I’m new to pipes, but like smoking and have always wanted one. I looked through the pipe dreamers section and found a few I like. I guess as a novice pipe smoker, is there any info I need to know before choosing one? I’m basically choosing based upon the look, not necessarily how easy a particular pipe might be to smoke or whatever other things there are to consider. I’d love some help.

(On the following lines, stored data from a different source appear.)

PR #2648, opened 2022-09-18
xrx200: ensure the correct version for fritz7360

grische:
This is a follow-up of https://github.com/freifunk-gluon/gluon/pull/2544 .

With the new Gluon release, there are dedicated images for 7360v1 and 7360v2 that each has their correct flash layouts. The main difference between v1 and v2 (w.r.t. Gluon) is the size of the flash (and not the flash vendor/model, see Details below).

In order to "fix" existing, and wrongly flashed, devices, I created a script that checks AVM's urlader partition (i.e. bootloader partition) and reads the size of the flash. Depending on the size of the flash, either sets the `model` and `board_name` to that of a [7360v1/sl](https://github.com/openwrt/openwrt/blob/v22.03.0/target/linux/lantiq/files/arch/mips/boot/dts/lantiq/vr9_avm_fritz7360sl.dts#L6-L7) or to that of a [7360v2](https://github.com/openwrt/openwrt/blob/v22.03.0/target/linux/lantiq/files/arch/mips/boot/dts/lantiq/vr9_avm_fritz7360-v2.dts#L6-L7).

This will PR allow smooth migration of wrongly flashed 7360v2 devices to use the correct image.

### Details
During the manufacturing process of a specific AVM router model, vendors and model numbers of elements of the board (like the flash chip in this case) are not identical across identical models with different serial numbers. Only the "metadata", like the exact size of the flash, are identical.
For more details on the different versions, I highly recommend Boxmatrix: https://boxmatrix.info/wiki/FRITZ!Box_Fon_WLAN_7360_Versions

An AVM device has usually 2 places for metadata that persists across firmware upgrades, the urlader partition (i.e. bootloader metadata), and the TFFS partitions. When using a "firmware restore" tool from AVM, the TFFS partition is re-generated from the data in the urlader partition. Hence, the "source of truth" is the urlader partition.

For that, I did some reverse engineering to identify the format and data of the urlader partition: https://github.com/grische/urlader-parser-py

Luckily for the migration, we do not need the full logic and only need to read the first few bytes:
* the urlader version (0x580) to make sure we are in the correct position
* the memsize (0x584) to make sure we were not lucky before and confirm we do have a 7360
* the flashsize (0x588) to read the actual size of the flash

### Background
I have been working with @AiyionPrime on trying to fix the flash layout on some 7360 devices that were unable to read the TFFS partitions. It turned out that 7360v2 devices did not have the correct flash layout with Gluon, as the v2 download was actually a v1 image that used the wrong flash layout.

It turns out that the same problem is with OpenWRT as a lot of 7360 devices were incorrectly flashed with the 7360v1/sl image, instead the 7360v2 image. **The label on the back rarely indicates the correct version.** 
This was "fixed" with OpenWRT by [extending the flashing instructions](https://openwrt.org/toh/avm/fritz.box.wlan.7360?do=diff&rev2%5B0%5D=1652087491&rev2%5B1%5D=1656151163&difftype=sidebyside).

### Tests
I tested this migration on a local 7360v2 device.

EDIT:
For reference (and easier readability), that's the actual OpenWRT commit: https://github.com/grische/openwrt/commit/fa3af8c6583b5338499f10aec926f49d399e84ee

### DIFF
--- a/patches/openwrt/0009-xrx200-migrate-fritz7360-v2-using-incorrect-image.patch
+++ b/patches/openwrt/0009-xrx200-migrate-fritz7360-v2-using-incorrect-image.patch
@@ -1,0 +1,81 @@
+From: Grische <github@grische.xyz>
+Date: Sun, 18 Sep 2022 14:03:16 +0200
+Subject: xrx200: migrate fritz7360-v2 using incorrect image
+
+Migrate AVM FRITZ!Box 7360 v2 boards flashed with the incorrect v1 image to use
+the newly added v2 target image during the next upgrade.
+Using the v2 target image allows the boards to read the TFFS partition, which
+is misaligned when using the v1 image.
+
+Ref: https://github.com/freifunk-gluon/gluon/pull/2648
+
+Co-authored-by: Jan-Niklas Burfeind <git@aiyionpri.me>
+
+diff --git a/target/linux/lantiq/xrx200/base-files/lib/preinit/01_sysinfo.sh b/target/linux/lantiq/xrx200/base-files/lib/preinit/01_sysinfo.sh
+new file mode 100644
+index 0000000000000000000000000000000000000000..fab50d708e872f819c643cea79327e4f438de524
+--- /dev/null
++++ b/target/linux/lantiq/xrx200/base-files/lib/preinit/01_sysinfo.sh
+@@ -0,0 +1,62 @@
++set_sysinfo_xrx200_for_fritz7360_model() {
++    local board_name=$1
++    local model
++    local urlader_version urlader_memsize urlader_flashsize
++    local hexdump_format='4/1 "%02x""\n"'
++
++    # Values are based on urlader-parser-py
++    # https://github.com/grische/urlader-parser-py/blob/42970bf8dec7962317df4ff734c57ebf36df8905/parser.py#L77-L84
++    urlader_version="$(dd if=/dev/mtd0ro bs=1 skip=$((0x580+0x0)) count=4 | hexdump -e "${hexdump_format}")"
++    if [ "${urlader_version}" != "00000003" ]; then
++        logger -s -p warn -t sysinfo-xrx200 "unexpected urlader version found: ${urlader_version}"
++        return
++    fi
++
++    urlader_memsize="$(dd if=/dev/mtd0ro bs=1 skip=$((0x580+0x4)) count=4 | hexdump -e "${hexdump_format}")"
++    if [ "${urlader_memsize}" != "08000000" ]; then
++        logger -s -p warn -t sysinfo-xrx200 "unexpected memsize found: ${urlader_memsize}"
++        return
++    fi
++
++    urlader_flashsize="$(dd if=/dev/mtd0ro bs=1 skip=$((0x580+0x8)) count=4 | hexdump -e "${hexdump_format}")"
++    case "${urlader_flashsize}" in
++        "02000000")    # 32MB
++            # see vr9_avm_fritz7360-v2.dts
++            board_name="avm,fritz7360-v2"
++            model="AVM FRITZ!Box 7360 V2"
++            ;;
++        "01000000")    # 16MB
++            return
++            ;;
++        *)
++            logger -s -p warn -t sysinfo-xrx200 "unexpected flashsize found: ${urlader_flashsize}"
++            return
++            ;;
++    esac
++
++    logger -s -p notice -t sysinfo-xrx200 "detected ${board_name} from urlader partition /dev/mtd0ro. Enforcing model ${model}."
++    echo "${board_name}" > /tmp/sysinfo/board_name
++    echo "${model}" > /tmp/sysinfo/model
++}
++
++do_sysinfo_xrx200() {
++    local reported_board board_name model
++
++    [ -d /proc/device-tree ] || return
++    reported_board="$(strings /proc/device-tree/compatible | head -1)"
++
++    mkdir -p /tmp/sysinfo
++    # 7360 is notoriously known for not writing "v2" on their labels and many
++    # routers have flashed the wrong firmware with the wrong flash layout.
++    # We ensure that the underlying hardware is reported correctly, so that
++    # future upgrades will use the correct flash layout.
++    # Using 7360v2 hardware, an upgrade from a 7360v1/sl firmware to a 7360v2
++    # is working.
++    case "${reported_board}" in
++        avm,fritz7360sl)
++            set_sysinfo_xrx200_for_fritz7360_model "${reported_board}"
++            ;;
++    esac
++}
++
++boot_hook_add preinit_main do_sysinfo_xrx200


grische:
If there is no interest in fixing old Gluon devices, please let me know.

cc @blocktrron

patches/openwrt/0007-xrx200-ensure-the-correct-version-for-fritz7360.patch
```diff
@@ -0,0 +1,94 @@
...
++    # We ensure that the underlying hardware is reported correctly, so that
++    # future upgrades will use the correct flash layout.
++    # Using 7360v2 hardware, an upgrade from a 7360v1/sl firmware to a 7360v2
++    # is working.
++    case "${reported_board}" in
++        *7360*)
++            do_sysinfo_xrx200_for_fritz7360_model "${reported_board}" "${reported_model}"
++            ;;
++        *)
++            set_sysinfo_xrx200 "${reported_board}" "${reported_model}"
```
blocktrron, line 86: Is this necessary? Read, wouldn't a simple `return` achieve the same result?

patches/openwrt/0007-xrx200-ensure-the-correct-version-for-fritz7360.patch
```diff
@@ -0,0 +1,94 @@
...
++    local board_name=$1
++    local model=$2
++    local urlader_version urlader_memsize urlader_flashsize
++    local hexdump_format='4/1 "%02x""\n"'
++
++    # Values are based on urlader-parser-py
++    # https://github.com/grische/urlader-parser-py/blob/42970bf8dec7962317df4ff734c57ebf36df8905/parser.py#L77-L84
++    urlader_version="$(dd if=/dev/mtd0ro bs=1 skip=$((0x580+0x0)) count=4 | hexdump -e "${hexdump_format}")"
++    if [ "${urlader_version}" != "00000003" ]; then
++        >&2 echo "Warning: unexpected urlader version found: ${urlader_version}"
```
blocktrron, line 35: Use the OpenWrt logging framework: https://openwrt.org/docs/guide-user/base-system/log.essentials

patches/openwrt/0007-xrx200-ensure-the-correct-version-for-fritz7360.patch
```diff
@@ -0,0 +1,94 @@
...
++        set_sysinfo_xrx200 "${board_name}" "${model}"
++        return
++    fi
++
++    urlader_memsize="$(dd if=/dev/mtd0ro bs=1 skip=$((0x580+0x4)) count=4 | hexdump -e "${hexdump_format}")"
++    if [ "${urlader_memsize}" != "08000000" ]; then
++        >&2 echo "Warning: unexpected memsize found: ${urlader_memsize}"
```
blocktrron, line 42: Same here

patches/openwrt/0007-xrx200-ensure-the-correct-version-for-fritz7360.patch
```diff
@@ -0,0 +1,94 @@
...
++            board_name="avm,fritz7360-v2"
++            model="AVM FRITZ!Box 7360 V2"
++            ;;
++        "01000000")    # 16MB
++            # see vr9_avm_fritz7360sl.dts
++            board_name="avm,fritz7360sl"
++            model="AVM FRITZ!Box 7360 SL"
++            ;;
++        *)
++            >&2 echo "Warning: unexpected flashsize found: ${urlader_flashsize}"
```
blocktrron, line 60: Same here

patches/openwrt/0007-xrx200-ensure-the-correct-version-for-fritz7360.patch
```diff
@@ -0,0 +1,94 @@
+From fa3af8c6583b5338499f10aec926f49d399e84ee Mon Sep 17 00:00:00 2001
+From: Grische <github@grische.xyz>
+Date: Sun, 18 Sep 2022 14:03:16 +0200
+Subject: [PATCH] xrx200: ensure the correct version for fritz7360
+
```
blocktrron, line 5: Please add a Link to this PR in the patch description, so it is possible to correlate it later down the road.

blocktrron:
Do i understand correctly that the goal is to migrate existing devices using the autoupdater? In this case this patch would only be applied temporarily and dropped in 1 - 2 Gluon releases?

AiyionPrime:
> Do i understand correctly that the goal is to migrate existing devices using the autoupdater? In this case this patch would only be applied temporarily and dropped in 1 - 2 Gluon releases?

That's correct. Currently there are a few hundred devices which only make use of half their memory, as they got flashed with v1 firmware; as it was falsely assumed all revisions had 8M.

This is basically a migration script that can be gone in a year or two, once the devices flipped over to their correct image introduced in #2544.

blocktrron:
Are there any consequences by not reading the TFFS partitions currently? If i read the code for these devices correctly, they do not depend on the TFFS presence for reading MAC addresses.

grische:
Depends on the community. The TFFS does contain metadata for the device (much more easily accessible than the urlader partition).

There is an OpenWRT package that can read that data:
 https://openwrt.org/packages/pkgdata/fritz-tffs

blocktrron:
> Depends on the community.

Can you elaborate on that? MAC addresses are usually set-up in OpenWrt, and i see no usage of the fritz-tffs package here.

grische:
Sure.

If a community wants to use fritz-tffs to export some metadata (e.g. via a custom script) this will only work on properly flashed 7360v1 and will fail (or create an obscure error) when used on a 7360v2 with the V1 Image installed.

In my case, I tried reading ProductID to potentially improve statistics of actually hardware that is in use (7520 and 7530 devices cannot be distinguished otherwise, similar for others) and ran it on AVM devices available to me. That's how I encountered the issue with the 7360v2 initially.

With the exact ProductIDs, I would be able to deduce more detailed hardware capabilities (assuming devices are unmodified - which most seem to be).

This metadata is in general of no concern to us right now, except for the flash and memory size. So this is more of a theoretical scenario.

patches/openwrt/0007-xrx200-ensure-the-correct-version-for-fritz7360.patch
grische: I wanted to explicitly set it ourselves, to be independent of potential OpenWRT changes.

If you think that falling back to the [upstream OpenWRT detection](https://github.com/openwrt/openwrt/blob/openwrt-22.03/package/base-files/files/lib/preinit/02_sysinfo) is a better, fine with me.

Let me know what you prefer.

patches/openwrt/0007-xrx200-ensure-the-correct-version-for-fritz7360.patch
grische: Thanks, I did not know this one. Should be fixed now.

patches/openwrt/0007-xrx200-ensure-the-correct-version-for-fritz7360.patch
grische: Fixed

patches/openwrt/0007-xrx200-ensure-the-correct-version-for-fritz7360.patch
grische: Fixed

patches/openwrt/0007-xrx200-ensure-the-correct-version-for-fritz7360.patch
grische: Added

patches/openwrt/0007-xrx200-ensure-the-correct-version-for-fritz7360.patch
blocktrron: Please use the upstream one

grische: Done

grische:
By falling back to OpenWRT's default naming detection, the code got a lot simpler. @blocktrron that should address all your comments.

It is worth mentioning that I cannot see the log messages, using `logread`:
```
# logread -e ".*xrx200.*"
Tue Dec 22 04:38:38 2020 kern.info kernel: [    0.276860] dcdc-xrx200 1f106a00.dcdc: Core Voltage : 1016 mV
Tue Dec 22 04:38:38 2020 kern.err kernel: [    0.304358] pcie-xrx200 1d900000.pcie: failed to get the PCIe PHY
Tue Dec 22 04:38:38 2020 kern.err kernel: [    1.156991] pcie-xrx200 1d900000.pcie: failed to get the PCIe PHY
```

blocktrron:
Now I got it. I was still under the impression the misaligned TFFS impedes Gluons core functionality, but if it does not we don't need to backport this.

grische:
> we don't need to backport this.

@blocktrron Do you mean, you do not want to backport the patch to the v2022.1.x branch? Would you want to have a PR against master instead? Or abandon it completely?

Could you also tell me why the "Check patches" action fails? I do not think I understand the goal of it. Should `git status; git diff` be empty in the step before?
https://github.com/freifunk-gluon/gluon/actions/runs/3189230111/jobs/5205800618

herbetom:
@grische all PRs should target master expect it's an backport or some really special circumstance.

grische:
@herbetom I assumed the circumstances here are special

blocktrron:
Yes, please target master, not a release branch.

You can execute `make refresh-patches` this should automatically fix your patch.

grische:
@blocktrron I changed the base to master and ran `make refresh-patches GLUON_SITEDIR="contrib/ci/minimal-site"` to clean up the patch.

patches/openwrt/0008-xrx200-ensure-the-correct-version-for-fritz7360.patch
```diff
@@ -0,0 +1,80 @@
...
++    # routers have flashed the wrong firmware with the wrong flash layout.
++    # We ensure that the underlying hardware is reported correctly, so that
++    # future upgrades will use the correct flash layout.
++    # Using 7360v2 hardware, an upgrade from a 7360v1/sl firmware to a 7360v2
++    # is working.
++    case "${reported_board}" in
++        *7360*)
++            set_sysinfo_xrx200_for_fritz7360_model "${reported_board}"
++            ;;
++        *)
```
blocktrron, line 73: Drop the whole case.

patches/openwrt/0008-xrx200-ensure-the-correct-version-for-fritz7360.patch
```diff
@@ -0,0 +1,80 @@
...
++
++    mkdir -p /tmp/sysinfo
++    # 7360 is notoriously known for not writing "v2" on their labels and many
++    # routers have flashed the wrong firmware with the wrong flash layout.
++    # We ensure that the underlying hardware is reported correctly, so that
++    # future upgrades will use the correct flash layout.
++    # Using 7360v2 hardware, an upgrade from a 7360v1/sl firmware to a 7360v2
++    # is working.
++    case "${reported_board}" in
++        *7360*)
```
blocktrron, line 70: As this suggests it is a one-way migration, we can limit the migration source by using the full compatible:

```
avm,fritz7360sl
```

patches/openwrt/0008-xrx200-ensure-the-correct-version-for-fritz7360.patch
```diff
@@ -0,0 +1,80 @@
...
++    fi
++
++    urlader_flashsize="$(dd if=/dev/mtd0ro bs=1 skip=$((0x580+0x8)) count=4 | hexdump -e "${hexdump_format}")"
++     case "${urlader_flashsize}" in
++        "02000000")    # 32MB
++            # see vr9_avm_fritz7360-v2.dts
++            board_name="avm,fritz7360-v2"
++            model="AVM FRITZ!Box 7360 V2"
++            ;;
++        "01000000")    # 16MB
```
blocktrron, line 40: We can also drop this block in this case

blocktrron (commented):
Looks good overall, but as we should drop this downstream patch in the future, I'd keep the character of a one-way one-time migration. See the comments for that.

Also, the commit message can be improved. My proposal:

```
lantiq-xrx200: migrate incorrectly flashed FRITZ!Box 7360 v2

Migrate AVM FRITZ!Box 7360 v2 boards  flashed with the incorrect v1 image to use the v2
target image. This allows the boards to read the TFFS partition, which is misaligned
with the v1 image.

Ref: #2544
```

grische:
That's a surprisingly long list of changes suddenly. I will try to implement, build and test them as soon as I have time available.

patches/openwrt/0008-xrx200-ensure-the-correct-version-for-fritz7360.patch
blocktrron: For clarification: We only want to migrate v2 with v1 image to v2 with v2 image. The other way around is not desired. So detecting a v2 and potentially overwriting the upstream model string is not in our interest.

blocktrron:
I've explained the intentions more if that helps.

patches/openwrt/0008-xrx200-ensure-the-correct-version-for-fritz7360.patch
AiyionPrime: resolved in aa5065c

patches/openwrt/0008-xrx200-ensure-the-correct-version-for-fritz7360.patch
AiyionPrime: resolved in aa5065c

patches/openwrt/0008-xrx200-ensure-the-correct-version-for-fritz7360.patch
AiyionPrime: resolved in aa5065c

AiyionPrime:
The test device @Dark4MD lent me is a few hundred km away though, so this fixup is untested.

Upon squashing we can fix the commit message.

@blocktrron: mind to take another look though?

AiyionPrime:
Just tested this on a v2 and an older device, v2 was marked as such, the other was left untouched.

https://hannover.freifunk.net/karte/#/en/map/e0286d100812
https://hannover.freifunk.net/karte/#/en/map/2465119311ab

@blocktrron anything left from your side?

Djfe:
@AiyionPrime backported needed

maurerle:
This patch is backported in ffmuc and ffac site config in the current v2022.1.x branch, it would be cool if it gets backported officially to remove the patch from the site config

rotanid:
feel free to open a pull request against the gluon v2022.1.x branch.
this can't be done automatically as it contains a patch which has to match exactly.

I responded to Bill describing my philosophy of pipe acquisition: the Harry Potter approach:
Here’s the truth, the best way to start cultivating a collection of pipes is to simply choose one! I subscribe to the Harry Potter school of pipe choosing 😊. Like magic wands, the steward doesn’t choose the pipe but the pipe chooses the steward. You have listed two very similarly shaped pipes – both classic bent Billiards. Billiards are the most widely smoked pipes and the difference between a bent and straight billiard is obviously the stem, but more than that, the mood the steward is in. Each pipe has its own personality, and it takes time getting used to how they smoke and what they smoke best – types of tobacco. But your selections are great starter pipes. My choice would probably be the Bennington Supreme because of its provenance and it appears to be a higher quality pipe from a simple glance.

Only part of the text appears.